• [GIVEN DATA]:
------------------------------------------------------------------------

PR #1853, opened 2019-11-25
fix(dedicated.billing): check engagement date is a past date

marie-j:
ref:  DTRSD-5758

### DIFF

------------------------------------------------------------------------

• [TASK PROMPT]:
When you reach the end of the data, retype all of it exactly.

• [RESPONSE AREA]:
PR #1853, opened 2019-11-25
fix(dedicated.billing): check engagement date is a past date

marie-j:
ref:  DTRSD-5758

### DIFF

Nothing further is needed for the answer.